Problem => The lines from the start of the data through the line containing "This change incorporates" are to be reproduced exactly, both ends included.

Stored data
'''

PR #11790, opened 2020-07-04
Reduce dependency on lodash functions: includes, uniq, repeat, isinteger

jayaddison:
| Fixed Issues?            | Relates to #11789 

This change incorporates feedback from #11789 - in particular, the following `lodash` functions are replaced with JavaScript built-in functions:

- `lodash/includes` is replaced by `Array.prototype.includes`
- ~~`lodash/values` is replaced by `Object.values`~~ `Object.values` is fully-supported [from Node 7.x](https://node.green/#ES2017-features-Object-static-methods-Object-values)
- `lodash/uniq` is replaced by `Array.from(new Set(...))`
- `lodash.repeat` is replaced by `String.prototype.repeat`
- `lodash.isinteger` is replaced by `Number.isInteger`

<a href="https://gitpod.io/#https://github.com/babel/babel/pull/11790"></a>

### DIFF
--- a/packages/babel-helper-transform-fixture-test-runner/src/index.js
+++ b/packages/babel-helper-transform-fixture-test-runner/src/index.js
@@ -351,7 +351,12 @@ export default function (
   const suites = getFixtures(fixturesLoc);
 
   for (const testSuite of suites) {
-    if (suiteOpts.ignoreSuites.includes(testSuite.title)) continue;
+    if (
+      suiteOpts.ignoreSuites &&
+      suiteOpts.ignoreSuites.includes(testSuite.title)
+    ) {
+      continue;
+    }
 
     describe(name + "/" + testSuite.title, function () {
       jest.addMatchers({
@@ -360,8 +365,9 @@ export default function (
 
       for (const task of testSuite.tests) {
         if (
-          suiteOpts.ignoreTasks.includes(task.title) ||
-          suiteOpts.ignoreTasks.includes(testSuite.title + "/" + task.title)
+          suiteOpts.ignoreTasks &&
+          (suiteOpts.ignoreTasks.includes(task.title) ||
+            suiteOpts.ignoreTasks.includes(testSuite.title + "/" + task.title))
         ) {
           continue;
         }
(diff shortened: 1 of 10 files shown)


packages/babel-helper-transform-fixture-test-runner/src/index.js
```diff
@@ -352,7 +351,12 @@ export default function (
   const suites = getFixtures(fixturesLoc);
 
   for (const testSuite of suites) {
-    if (includes(suiteOpts.ignoreSuites, testSuite.title)) continue;
+    if (
+      suiteOpts.ignoreSuites &&
+      suiteOpts.ignoreSuites.includes(testSuite.title)
```
existentialism, line 356:
```suggestion
      suiteOpts.ignoreSuites?.includes(testSuite.title)
```

nicolo-ribaudo:
> lodash/values is replaced by Object.values Object.values is fully-supported from Node 7.x

After that this PR and the other one are merged to `main`, I will also merge them to the `next-8-dev` branch: Babel 8 will require Node.js 8+, so we can then remove other lodash modules.

packages/babel-helper-transform-fixture-test-runner/src/index.js
jayaddison: Thanks!  I *think* this also means we can get rid of the `suiteOpts.ignoreSuites` condition on the previous line?  (I haven't used the optional chaining operator much).

I've pushed a change that applies that simplification here and also in the `ignoreTasks` block a few lines further down.

packages/babel-traverse/src/index.js
```diff
@@ -90,7 +89,7 @@ traverse.hasType = function (
   blacklistTypes: Array<string>,
```
nicolo-ribaudo, line 89: Could you mark this type as nullable? You correctly used `blacklistTypes?.includes` because we don't always pass this parameter, but it should be reflected in the signature:

```suggestion
  blacklistTypes?: Array<string>,
```

hzoo:
Awesome!

I think for `Object.values` we can just do this instead? https://github.com/babel/babel/pull/11790/commits/9fd3679d6db03066daee09fad0050e5292a32aa1#diff-11a6b6c946b2660882f17e01aa180067L548

```diff
- const args = values(outsideRefs).map(id => t.cloneNode(id));
+ const args = Object.keys(outsideRefs).map((ref) => t.cloneNode(outsideRefs[ref]));
```

jayaddison:
Yep, thanks - good idea!  See follow-up #11798 for a replacement of `lodash.values`.

PR #11791, opened 2020-07-04
babel-traverse: prefer clearer, reduced-bias option naming

jayaddison:
| Documentation PR Link    | This babel-traverse option appears undocumented currently

This proposed change attempts to clarify the naming of a `babel-traverse` option (noticed during development of #11790) by using language that aims to be clearer for non-native English speakers and has reduced modern connotations of bias.

Since the option doesn't appear to be widely used ([ref](https://github.com/search?p=3&q=babel-traverse+blacklist+filename%3A%2A.js&type=Code)) and doesn't appear to be documented([ref](https://babeljs.io/docs/en/babel-traverse), [ref](https://github.com/jamiebuilds/babel-handbook/blob/master/translations/en/plugin-handbook.md#babel-traverse)), this changeset doesn't attempt to maintain backwards compatibility, although a release note to indicate that it is a breaking change would be useful.

<a href="https://gitpod.io/#https://github.com/babel/babel/pull/11791"></a>

### DIFF
--- a/packages/babel-traverse/src/path/context.js
+++ b/packages/babel-traverse/src/path/context.js
@@ -51,9 +51,9 @@ export function _call(fns?: Array<Function>): boolean {
   return false;
 }
 
-export function isBlacklisted(): boolean {
-  const blacklist = this.opts.blacklist;
-  return blacklist && blacklist.indexOf(this.node.type) > -1;
+export function isDenylisted(): boolean {
+  const denylist = this.opts.denylist;
+  return denylist && denylist.indexOf(this.node.type) > -1;
 }
 
 export function visit(): boolean {
@@ -61,7 +61,7 @@ export function visit(): boolean {
     return false;
   }
 
-  if (this.isBlacklisted()) {
+  if (this.isDenylisted()) {
     return false;
   }
 
--- a/packages/babel-traverse/src/path/context.js
+++ b/packages/babel-traverse/src/path/context.js
@@ -52,9 +52,12 @@ export function _call(fns?: Array<Function>): boolean {
 }
 
 export function isDenylisted(): boolean {
-  const denylist = this.opts.denylist;
+  const denylist = this.opts.denylist ?? this.opts.blacklist;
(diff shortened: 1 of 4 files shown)


packages/babel-traverse/src/path/context.js
```diff
@@ -51,17 +51,17 @@ export function _call(fns?: Array<Function>): boolean {
   return false;
 }
 
-export function isBlacklisted(): boolean {
-  const blacklist = this.opts.blacklist;
-  return blacklist && blacklist.indexOf(this.node.type) > -1;
+export function isDenylisted(): boolean {
+  const denylist = this.opts.denylist;
```
nicolo-ribaudo, line 55: Even if they are not documented, we should try to keep backwards compatibility.

```suggestion
  const denylist = this.opts.denylist ?? this.opts.blacklist;
```

packages/babel-traverse/src/visitors.js
```diff
@@ -275,7 +275,7 @@ function shouldIgnoreKey(key) {
   if (key === "enter" || key === "exit" || key === "shouldSkip") return true;
 
   // ignore other options
-  if (key === "blacklist" || key === "noScope" || key === "skipKeys") {
+  if (key === "denylist" || key === "noScope" || key === "skipKeys") {
```
nicolo-ribaudo, line 278:
```suggestion
  if (
    key === "denylist" ||
    key === "noScope" ||
    key === "skipKeys" ||
    // TODO: Remove in Babel 8
    key === "blacklist"
  ) {
```

packages/babel-traverse/src/path/context.js
```diff
@@ -51,17 +51,17 @@ export function _call(fns?: Array<Function>): boolean {
...
+  return denylist && denylist.indexOf(this.node.type) > -1;
 }
```
nicolo-ribaudo, line 57:
```suggestion
}

// TODO: Remove in Babel 8
export { isDenylisted as isBlacklisted };
```

PR #11797, opened 2020-07-06
Replace lodash 'defaults' usage with ES6 Spread initializer

jayaddison:

This change is a follow-up to #11790 and proposes removal of usages of [`lodash/defaults`](https://lodash.com/docs/4.17.15#defaults) from the codebase, to be replaced by the ES6 [spread operator](https://tc39.es/proposal-object-rest-spread/).

<a href="https://gitpod.io/#https://github.com/babel/babel/pull/11797"></a>


jayaddison:
:warning: Nope, this isn't ready as-is; the ordering of arguments are still a problem in at least one case, I think.

jayaddison:
(...and perhaps even the logic around `undefined` property handling via `lodash.defaults` could make it hard/impossible to simply drop-in the spread operator as a replacement)

packages/babel-cli/src/babel/file.js
```diff
@@ -177,22 +170,17 @@ export default async function ({
...
+            sourceFileName: sourceFilename,
+            // Since we're compiling everything to be merged together,
+            // "inline" applies to the final output file, but not to the individual
+            // files being concatenated.
+            sourceMaps:
+              babelOptions.sourceMaps === "inline"
+                ? true
+                : babelOptions.sourceMaps,
+            ...babelOptions,
+          });
```
jayaddison, line 183: This change is problematic too, and may be the cause of some test failures.

packages/babel-cli/src/babel/dir.js
```diff
@@ -48,15 +47,10 @@ export default async function ({
...
-      const res = await util.compile(
-        src,
-        defaults(
-          {
-            sourceFileName: slash(path.relative(dest + "/..", src)),
-          },
-          babelOptions,
-        ),
-      );
+      const res = await util.compile(src, {
```
existentialism, line 50: Shouldn't it be the other way around? Since `defaults`:

> Once a property is set, additional values of the same property are ignored.

jayaddison: I'm finding it a little tricky to reason about the differences - in one way, yep, it seems like it may simply be a case of reversing the argument order.

As I understand it though, the spread operator will *always* use the keys discovered in later arguments to override the contents of previously-declared keys.

So `sourceFileName` from the default here would always end up overriding any values provided in `babelOptions`.  Are they always guaranteed to by the defaults and non-user-supplied?

packages/babel-cli/src/babel/file.js
```diff
@@ -127,16 +127,10 @@ export default async function ({
...
-      code,
-      defaults(
-        {
-          sourceFileName: "stdin",
-        },
-        babelOptions,
-      ),
-    );
+    const res = await util.transform(cliOptions.filename, code, {
+      sourceFileName: "stdin",
```
jayaddison, line 131: @existentialism I guess this is a simpler example here.  We always want `stdin` to be applied here, I suppose?

If that's the case, then yes these are definitely out-of-order.

packages/babel-cli/src/babel/dir.js
existentialism: FWIW, it may not be the _intent_, but as far as I can tell, `sourceFileName` in this instance cannot be overridden by `babelOptions`?

jayaddison: Yep, I think you're correct there, and I've updated the argument ordering here and the other callsite.

Because I'm still feeling a little uncertain about the change, I've marked it as a draft for now and will re-read the code again a bit later.

kaicataldo:
Do we want to do this? The documentation for `_.defaults` says 

> Once a property is set, additional values of the same property are ignored.

So if any of the objects we’re merging in contain the same key twice, this would change the behavior.

existentialism:
@kaicataldo check out the now collapsed/outdated discussion

jayaddison:
I do think this is still a little risky and would agree with @kaicataldo's concern, even if technically the code should be safe from a readthrough and with tests passing.

existentialism:
I'm fine with closing and sticking with `_.defaults` (though I don't see it as being that risky)

jayaddison:
Would changes like this tend to be caught by manual testing of release candidates / betas before a full release?

If the CLI & library paths here get a decent amount of pre-release exercise I think that'd tend to de-risk the changes a lot.

packages/babel-helper-transform-fixture-test-runner/src/index.js
```diff
@@ -376,9 +375,10 @@ export default function (
               run(task);
             }
 
-            defaults(task.options, {
+            task.options = {
               sourceMap: !!(task.sourceMappings || task.sourceMap),
-            });
+              ...task.options,
+            };
```
coreyfarrell, line 381: This introduces some slight changes to the behavior though I'm not sure it matters in this module / context.  Prior to this PR `task.options` got mutated, this PR causes it to instead be cloned and `task` gets mutated.  I think the exact replacement for existing code would actually be:
```js
if ('sourceMap' in task.options === false) {
  task.options.sourceMap = !!(task.sourceMappings || task.sourceMap);
}
```

I'm not familiar with this module to say if this is actually an issue so I'm not actually requesting any change be made, I leave that up to other reviewers to decide if this matters.

jayaddison: That makes sense to me.  Of the `lodash` function replacements so far, this is the one I'm least confident about in terms of behaviour change, safety, and also readability to some extent.  I've only update this single callsite so far, but will re-consider the other locations too.

jayaddison: (adding additional test coverage is probably the best answer to the safety and behaviour change concerns, and I should look into that too)

packages/babel-traverse/src/scope/index.js
```diff
@@ -952,11 +951,11 @@ export default class Scope {
    */
 
   getAllBindings(): Object {
-    const ids = Object.create(null);
+    let ids = Object.create(null);
 
     let scope = this;
     do {
-      defaults(ids, scope.bindings);
+      ids = { ...scope.bindings, ...ids };
```
coreyfarrell, line 958:
```suggestion
      for (const key of Object.keys(scope.bindings)) {
        if (key in ids === false) {
          ids[key] = scope.bindings[key];
        }
      }
```

This is probably a the safer replacement as it ensures that ids (the return value) keeps the null prototype.  From what I can tell `scope.bindings` should was also created by `Object.create(null)` so this will ensure prototype pollution cannot alter the result.

packages/babel-traverse/src/scope/index.js
```diff
@@ -952,11 +951,11 @@ export default class Scope {
    */
 
   getAllBindings(): Object {
-    const ids = Object.create(null);
+    let ids = Object.create(null);
```
coreyfarrell, line 954:
```suggestion
    const ids = Object.create(null);
```

Once the other suggested change is made.

nicolo-ribaudo (approved):

TrySound (approved):

existentialism (approved):

nicolo-ribaudo:
Thanks!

'''

Exercise answer =>
PR #11790, opened 2020-07-04
Reduce dependency on lodash functions: includes, uniq, repeat, isinteger

jayaddison:
| Fixed Issues?            | Relates to #11789 

This change incorporates feedback from #11789 - in particular, the following `lodash` functions are replaced with JavaScript built-in functions:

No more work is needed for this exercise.